In recent years, Richmond has been attempting to revive its downtown. Recent downtown initiatives include the Canal Walk, a new Greater Richmond Convention Centre and expansion on both VCU campuses. Other proposed ititiatives that have not materialized include a new baseball stadium for the AAA Class Richmond Braves and the Virginia Centre for the Performing Arts. The Centre has not received funding from the city and state as of yet and a giant hole lies on the proposed streetcorner

In February, 2006, MeadWestvaco announced that they would move from Stamford, Connecticut to Richmond in 2008.

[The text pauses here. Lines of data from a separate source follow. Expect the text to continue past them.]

PR #1441, opened 2018-08-24
Protocol fails when subleader of the same tree continuosly fail more than 2 times

swarali:
If the current subleader of a tree is unresponsive we choose the next subleader as the first child and append the current subleader to the last position.
Eg: [0,1,2,3,4]->[0,2,3,4,1](currently fails here)->[0,3,4,1,2]->[0,4,1,2,3](should fail here)

### DIFF
--- a/ftcosi/protocol/protocol.go
+++ b/ftcosi/protocol/protocol.go
@@ -334,7 +334,7 @@ func (p *FtCosi) startSubProtocol(tree *onet.Tree) (*SubFtCosi, error) {
 	cosiSubProtocol.Data = p.Data
 	// We allow for one subleader failure during the commit phase, and thus
 	// only allocate one third of the ftcosi budget to the subprotocol.
-	cosiSubProtocol.Timeout = p.Timeout / time.Duration(len(tree.List()))
+	cosiSubProtocol.Timeout = p.Timeout / 3
 
 	// the Threshold (minus root node) is divided evenly among the subtrees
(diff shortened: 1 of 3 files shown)


ineiti:
that might have to do with the timeout. Currently the timeouts are calculated to have two subleader failures (not sure this is tested). The third failure will most surely return an error.

ineiti:
In fact it only supports one subleader failure, the second one needs to pass. Else all our timeouts will be wrong...

jeffallen:
@Gilthoniel can you please check if this is applicable to blscosi? If not, close it, if yes, we need to decide if this is before v3 or after.

Gilthoniel:
@jeffallen https://github.com/dedis/cothority/blob/77d2e0fe7c1878ce8915fc8cb3647d70d163a89a/blscosi/protocol/protocol.go#L260

As of now, the protocol allows three subleaders before the global timeout is reached. It could also happen that an entire tree is failing but the protocol still ends with a signature if enough is received from the other trees (3f+1).

If your subtree has a lot of leaves and you assume that you want to let any member of the subtree to try to be a subleader, you will end with too small timeouts (or a very big global timeout depending how you compute the timeouts).

If you are ok with this behavior, we can close this.

jeffallen:
I'm am ok with this behaviour. (Or more precisely, by observation, our clients seem to be more or less ok with behaviour like this, and if it comes up after v3, we can adjust it.)

PR #1448, opened 2018-08-29
Keep block index with the database

### LINKED ISSUE #1425: Latest skipblock ID cache should be a part of collectionDB
We have a variable that stores the latest skipblock ID in the `olState` struct. However, it might become inconsistent with respect to the collectionDB. For example, a node that is just starting up from a failure will try to reply the missed transaction by running `updateCollectionCallback`. In the process, it will call `getCollection` which loads the state from boltdb, from . Since `olState` is only updated at the end of `updateCollectionCallback`, which is after the call to `getCollection`, there is a period where the state is inconsistent.

The suggestion is to keep the skipchain ID that represents the latest state in the collectionDB so that we do not run into this inconsistency.

jeffallen:
The last applied block index should be kept alongside the data
itself, not in a runtime state structure that will be lost on
server restart.

Fixes #1425.

### DIFF
--- a/omniledger/service/proof_test.go
+++ b/omniledger/service/proof_test.go
@@ -92,7 +92,7 @@ func createSC(t *testing.T) (s sc) {
 
 	s.key = []byte("key")
 	s.value = []byte("value")
-	s.c.Store(&StateChange{StateAction: Create, InstanceID: s.key, Value: s.value})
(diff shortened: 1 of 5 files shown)


jeffallen:
I don't understand "remove the inconsistency" and "derive the latest skipblock ID from the index". With this PR olState still exists, to hold the waitChannels and its mutex.

PR #2453, opened 2021-04-28
Bypros update

nkcr:
**What this PR does**

This PR updates the part where we listen to blocks, so that when the connection unexpectedly closes, it tries to reconnect.

### DIFF
--- a/bypros/proxy.go
+++ b/bypros/proxy.go
@@ -39,6 +39,7 @@ func (s *Service) Follow(req *Follow) (*EmptyReply, error) {
 	}
 
 	if !s.scID.Equal(req.ScID) {
+		s.follow <- struct{}{}
 		return nil, xerrors.Errorf("wrong skipchain ID: expected '%x', got '%x'", s.scID, req.ScID)
 	}
 
@@ -47,6 +48,8 @@ func (s *Service) Follow(req *Follow) (*EmptyReply, error) {
 
 	conn, err := subscribe(req)
 	if err != nil {
+		s.follow <- struct{}{}
+		s.following = false
 		return nil, xerrors.Errorf("failed to subscribe: %v", err)
 	}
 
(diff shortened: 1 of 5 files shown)


bypros/proxy_test.go
```diff
@@ -246,13 +246,18 @@ func TestProxyCatchUp_Wrong_Skipchain(t *testing.T) {
...
 
-	_, stop, err := s.CatchUP(&CatchUpMsg{
+	out, stop, err := s.CatchUP(&CatchUpMsg{
 		ScID:        bct.Genesis.SkipChainID(),
 		Target:      bct.Roster.Get(0),
 		FromBlock:   bct.Genesis.SkipChainID(),
 		UpdateEvery: 9,
 	})
 
+	go func() {
```
ineiti, line 256: Can't you initialize the channel with a length of 1 so you can get rid of this go-routine?

ineiti (changes requested):

ineiti (approved):

ineiti:
OK for me to merge, except if you want @gnarula 's input first...

bypros/proxy.go
```diff
@@ -40,15 +43,22 @@ func (s *Service) Follow(req *Follow) (*EmptyReply, error) {
 	}
 
 	if !s.scID.Equal(req.ScID) {
-		return nil, xerrors.Errorf("wrong skipchain ID: expected '%x', got '%x'", s.scID, req.ScID)
+		s.follow <- struct{}{}
```
gnarula, line 46: I don't quite get why we're sending a message on this channel in case of an error? Is it to unblock `s.Follow()` in case of a retry in `listenBlocks`?

nkcr: It is to allow for a new call to `s.Follow()` by the client.

gnarula: Ah yes of course!

gnarula (approved):

bypros/proxy.go
nkcr: just to add more precision: this is actually a bug fix, not directly related to the reconnect stuff.

PR #2464, opened 2021-08-24
Better update of chains

ineiti:
The following happened in August 2021:
* Some nodes did not have the whole state
* When resetting the db, the node tried to get this invalid state

Now the update tries to get the state from one node after another until it finds
a correct state

This depends on dedis/onet#678 and will need a bump in the onet dependency once 678 is merged


byzcoinx/byzcoinx.go
```diff
@@ -184,7 +186,8 @@ func (bft *ByzCoinX) Dispatch() error {
 	select {
 	case commitSig = <-commitProto.FinalSignature:
 		log.Lvl2(bft.ServerIdentity(), "Finished commit phase")
-	case <-time.After(bft.Timeout / time.Duration(2) * time.Duration(bft.SubleaderFailures+1)):
+	case <-time.After(bft.Timeout / time.Duration(3) * time.Duration(bft.
```
calctopian, line 189: I’ve seen some exciting changes that you plan to commit:

      case <-time.After(bft.Timeout / time.Duration(3) * time.Duration(bft.SubleaderFailures+1)):

In practice, they will lower the timeout from the current 15/(2*3)=2,5 secs to 15/(3*3)=1,66 secs, [with bft.Timeout defined as](https://github.com/dedis/cothority/blob/main/skipchain/struct.go#L36):
`var defaultPropagateTimeout = 15 * time.Second`
and [bft.SubleaderFailures defined as](https://github.com/dedis/cothority/blob/main/blscosi/protocol/protocol.go#L35):
`	const defaultSubleaderFailures = 2`

Fine-tuning timeouts is more of an art than a science, but still critical to achieve a performant consensus protocol: a ballpark estimate suggests that the timeout can be further lowered.

Assume that the RTT delay on a Internet setting is [around 200 ms with a standard deviation of 20 ms](https://inrg.soe.ucsc.edu/wp-content/uploads/2017/08/q2swinet2017.pdf), then the timeout keeping the consensus protocol stable with a probability distribution function of the RTT delays equal to 90% can be guesstimated to be >175 ms (i.e., an order of magnitude lower than the current timeout).

What's your take on this interesting topic?

ineiti: Thanks for your comment. I just realized that I changed the wrong part of the quotient! 

What happened was that the I was forcing a new version to the nodes, but two nodes didn't update. And these two nodes happened to be the two chosen subleaders. And the system only had enough timeout for one subleader change. This made that the system didn't create new blocks as desired. So I wanted the leader to wait enough for two subleader changes. But that would've been in the numerator and not the denominator.

With regard to the fine-tuning of the timeouts, yes, that's kind of black magic. One thing the blscosi protocol does is to go on as soon as it has enough signatures. So it only waits for the timeout if it doesn't have 2f+1 signatures.

Another thing to take into account is that the timeout doesn't only depend on the RTT. The total time is:

```
RTT + block_transmission_time + block_verification_time
```

While RTT is quite low, the other two can easily add another 500ms each, for a lot of transactions it might even take up to 1 second. So the timeout is probably too low if the chain has heavy load! I played around with this once to find out what the optimal tree-structure is, depending on the block_tx and block_verify time. For some values of these parameters, a shallow tree is better, for others, a deep tree is advantageous.

PR #2470, opened 2021-11-18
Refine byzcoin

ineiti:
This is a collection of patches for byzcoin and skipchain:
- solve a race condition where the bftForwardLinkLevel0Ack has been called before bftForwardLinkLevel0 is done
- allow storing of new SkipBlocks in existing chains, even if a Client has been registered
- changing the byzcoin.Client.GetInstance method to also do the protobuf-decoding
- adding a byzcoin.Client.UpdateNodes in case some of the nodes didn't catch up

This has been tested in production and behaves nicer. Of course there are still some bugs left...

### DIFF
--- a/byzcoin/api.go
+++ b/byzcoin/api.go
@@ -33,6 +33,8 @@ type Client struct {
 	Genesis *skipchain.SkipBlock
 	// Latest keeps track of the most recent known block for the client.
 	Latest *skipchain.SkipBlock
+	// nodes that are most probably useful and alive
+	nodes []*network.ServerIdentity
 	// Keeps the server identities that replied first to a DownloadState request
 	noncesSI map[uint64]*network.ServerIdentity
 	// Used for SendProtobufParallel. If it is nil, default values will be used.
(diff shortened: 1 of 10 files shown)


byzcoin/api.go
```diff
@@ -85,6 +87,70 @@ func (c *Client) getLatestKnownBlock() *skipchain.SkipBlock {
...
+	var nodeList []nodeBlock
+	for i := 0; i < len(c.Roster.List); i++ {
+		select {
+		case n := <-nodes:
+			if c.Latest == nil || n.sb.Index > c.Latest.Index {
+				c.Latest = n.sb
+				c.Roster = *n.sb.Roster
+			}
+			nodeList = append(nodeList, n)
+		case <-time.After(time.Second * 2):
```
tharvik, line 128: The loop will timeout iff there is no new `nodeBlock` for two seconds, so it might takes as long as `2s * len(c.Roster.List)`; wanted?

tharvik (approved):

byzcoin/api.go
ineiti: I'm never sure what the `break` does here - won't it break from the `for`-loop?

ineiti: After discussion, yes, if the answers trickle in, that is OK.

calctopian:
About changing "Roster.List" to "GetNodes()":
- "Roster.List" is used over all the repository, although it doesn't always refer to ByzCoin.Client
- There are instances where it does refer to ByzCoin.Client, for example in "eventlog/api.go":
209: 	if err := c.c.SendProtobuf(c.ByzCoin.Roster.List[0], req, reply); err != nil {
267: 	blocks, err := c.sc.GetUpdateChainLevel(&c.ByzCoin.Roster, id, 0, -1)
**These must also be changed to GetNodes()**
- I haven't reviewed all the codebase, this is just a cursory review: I think there are more places where this must be changed.

ineiti:
@calctopian - thanks for your comment. The change I did here is really just relevant to the `byzcoin.Client`. The other `Roster.List` are very often needed as-is and should _not_ be replaced by the `nodes` here. The one in line 209 refers to the leader, and should stay like this. Perhaps the one in line 267 should be changed. Are you using the `eventlog` service? In my mind it is marked as _deprecated_.

The goal is for a client to know which nodes they can connect to without problems. This is needed because some of the nodes might be faulty. Of course this doesn't help against byzantine nodes. But currently we're more concerned by too slow nodes than anything else :)

The best place for this to be would be probably in the `cothority/skipchain/api.go`, and then re-use it by the `cothority/byzcoin/api.go`.

calctopian:
No, I wasn't using the `eventlog` service, just finding instances where `byzcoin.Client` was being used.

OK, I fully agree with you that the priority is to connect to the fastest nodes :)

PR #2471, opened 2021-11-18
Separate signup node

ineiti:
As the conode.c4dt.org is on the switch-node and doesn't have an SMTP server
that allows sending of emails without authentication, the signup-service is
changed to interact with a byzcoin on a remote node.


personhood/email.go
```diff
@@ -143,3 +145,11 @@ func (ec *emailConfig) tooManyEmails(clockHours int64) bool {
 	ec.Emails++
 	return false
 }
+
+func (ec *emailConfig) getClient() (*byzcoin.Client, error) {
```
tharvik, line 149: it can't fail
```suggestion
func (ec *emailConfig) getClient() byzcoin.Client
```

tharvik (approved):

PR #2478, opened 2021-12-09
Fix multiple recoveries

ineiti:
The evolve-instruction was badly calculated, and thus only one recovery was
possible.

Unfortunately all accounts with a recovery cannot be recovered :(

### DIFF
--- a/personhood/service_test.go
+++ b/personhood/service_test.go
@@ -180,12 +180,24 @@ func TestService_EmailRecover(t *testing.T) {
 	require.Equal(t, uint64(2000), newUserCoin.Value)
 	require.Equal(t, contracts.SpawnerCoin, newUserCoin.Name)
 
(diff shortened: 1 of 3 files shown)


tharvik (approved):

tharvik:
> Unfortunately all accounts with a recovery cannot be recovered :(

Maybe reset it to the correct instructions when someone logins?

ineiti:
> > Unfortunately all accounts with a recovery cannot be recovered :(
> 
> Arf, too bad; maybe reset it to the correct instructions when someone logins?

Yes, I thought to do so. But as it's only 5 people with 3 of them in the GymInf class, plus Laurent from SPRING, I just sent out an email with manual instructions to remove and re-add the email recovery option. Else I'm sure that I'll add a new error while fixing it :)

PR #2480, opened 2021-12-14
Updates dependencies with vulnerabilities

nkcr:
Updated:

- go-ethereum from v1.8.27 to v1.10.13
- containerd from v1.4.4 to v1.5.8

Then `go mod tidy`


ineiti:
The go-ethereum cannot be updated, as far as I remember. This is because in the new go-ethereum, there is no clear separation anymore between the database holding the contracts data and the chain. So we cannot use it.

@cgrigis can you confirm that?

cgrigis:
As I remember looking at it at the time, 1.9.x introduced several changes in the data structures that we plug into with ByzCoin, and the modifications needed to adapt to it were not trivial. I have not looked at the latest evolution in go-ethereum since then, but I guess that will be a significant amount of work.

nkcr:
Ok, I was aiming at "just a quick security update" thinking that backward compatibility was there for those libraries. Let's forget about it then.

PR #2481, opened 2021-12-14
Fix subleader handling

ineiti:
This PR does the following:
- increase the number of subleaders to sqrt(roster.len - 1), according
  to the OmniLedger paper
- put all calls to Send in the blscosi protocol in a go-routine, so that
  a blocking subleader doesn't stop the protocol

### DIFF
--- a/blscosi/protocol/protocol.go
+++ b/blscosi/protocol/protocol.go
@@ -99,13 +99,14 @@ func DefaultThreshold(n int) int {
 }
 
 // DefaultSubLeaders returns the number of sub-leaders, which is the
-// cube-root of the number of nodes.
+// square root of the number of nodes - 1.
 func DefaultSubLeaders(nodes int) int {
-	// As `math.Pow` calculates `8 ** (1/3) < 2`,
+	if nodes == 1 {
+		return 1
+	}
+	// As `math.Pow` calculates `9 ** (1/2) < 3`,
 	// we add 0.0001 for the rounding error.
-	// This works for up to 57 ** 3 = 185'193, which should be enough
-	// nodes.
-	return int(math.Pow(float64(nodes), 1.0/3.0) + 0.0001)
+	return int(math.Pow(float64(nodes-1), 1.0/2.0) + 0.0001)
 }
 
 // NewBlsCosi method is used to define the blscosi protocol.
--- a/blscosi/protocol/protocol.go
+++ b/blscosi/protocol/protocol.go
@@ -104,9 +104,7 @@ func DefaultSubLeaders(nodes int) int {
 	if nodes == 1 {
 		return 1
 	}
-	// As `math.Pow` calculates `9 ** (1/2) < 3`,
-	// we add 0.0001 for the rounding error.
-	return int(math.Pow(float64(nodes-1), 1.0/2.0) + 0.0001)
+	return int(math.Pow(float64(nodes-1), 1.0/2.0))
 }
 
 // NewBlsCosi method is used to define the blscosi protocol.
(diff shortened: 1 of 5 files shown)


blscosi/protocol/protocol.go
```diff
@@ -99,13 +99,14 @@ func DefaultThreshold(n int) int {
...
 
 // DefaultSubLeaders returns the number of sub-leaders, which is the
-// cube-root of the number of nodes.
+// square root of the number of nodes - 1.
 func DefaultSubLeaders(nodes int) int {
-	// As `math.Pow` calculates `8 ** (1/3) < 2`,
+	if nodes == 1 {
+		return 1
+	}
+	// As `math.Pow` calculates `9 ** (1/2) < 3`,
```
tharvik, line 107: `math.Pow(9.0, 1.0/2.0) < 3.0 == false` for me

blscosi/protocol/sub_protocol.go
```diff
@@ -445,3 +447,16 @@ func (p *SubBlsCosi) checkIntegrity() error {
...
+func (p *SubBlsCosi) sendToChildren(msg interface{}) {
+	for _, c := range p.Children() {
+		go func(tn *onet.TreeNode) {
+			err := p.SendTo(tn, msg)
+			if err != nil {
+				log.Warnf("Error while sending to children: %v", err)
+			}
+		}(c)
+	}
+}
```
tharvik, line 462: You know I really don't like dropping errors (I even feel that this `func` comment was just for me :smile: )

What about smth like? That gives you a stream of error, closing it when all childs are done, so you can both know the end of the broadcast and if any error happened :)
```suggestion
func (p *SubBlsCosi) sendToChildren(msg interface{}) <-chan error {
	ret := make(chan error)

	childsRets := make(chan error)
	go func() {
		for range p.Children() {
			if err := <-childsRets; err != nil {
				ret <- xerrors.Errorf("send to children: %v", err)
			}
		}
		close(ret)
	}()

	for _, c := range p.Children() {
		go func(tn *onet.TreeNode) {
			childsRets <- p.SendTo(tn, msg)
		}(c)
	}

	return ret
}
```

blscosi/protocol/sub_protocol.go
```diff
@@ -190,36 +190,43 @@ func (p *SubBlsCosi) dispatchRoot() error {
...
-		if reply.Equal(p.Root().Children[0]) {
-			// Transfer the response to the parent protocol
-			p.subResponse <- reply
+	for {
+		select {
+		case err := <-subLeaderActive:
+			if err != nil {
+				p.subleaderNotResponding <- true
+				log.Warnf("Couldn't contact subleader: %v", err)
+				return nil
```
tharvik, line 211: feels like it should return the `err`

blscosi/protocol/protocol.go
ineiti: Ah, that makes sense in fact. I just copied the lines from the previous `math.Pow(8.0, 1.0/3.0)` which is smaller than `2`. But as you can represent 1/2 in binary, but not 1/3, that's probably the cause. So I remove that.

blscosi/protocol/sub_protocol.go
ineiti: I thought that if `Dispatch` returns true, the protocol aborts. But it seems to continue, so that's better.

tharvik (approved):

ineiti:
Forgot one file - in the propagation part, it also used the `SendToChildrenInParallel`, so I replaced that one, too.

The `SendToChildrenInParallel` is the place where things go down, as it will block if one of the connections cannot be set up. Which could be better handled with the method you proposed.

ineiti:
Here is the issue for the `SendToChildrenInParallel`: dedis/onet#682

Annual cultural events and fairs

The city is home to several annual cultural events. As the capital of the commonwealth of Virginia, the state fair is held at the end of September at the state fairgrounds, located just outside of the city near the Richmond International Raceway. In November, the Suntrust Richmond Marathon and 8K Race is held downtown, and the James River Writers Festival also takes place. During the month of December, the Grand Illumination takes place, in which the buildings of the downtown area light up for the Christmas holiday season. This usually occurs on the same weekend as the Richmond Christmas Parade, which travels along Broad Street.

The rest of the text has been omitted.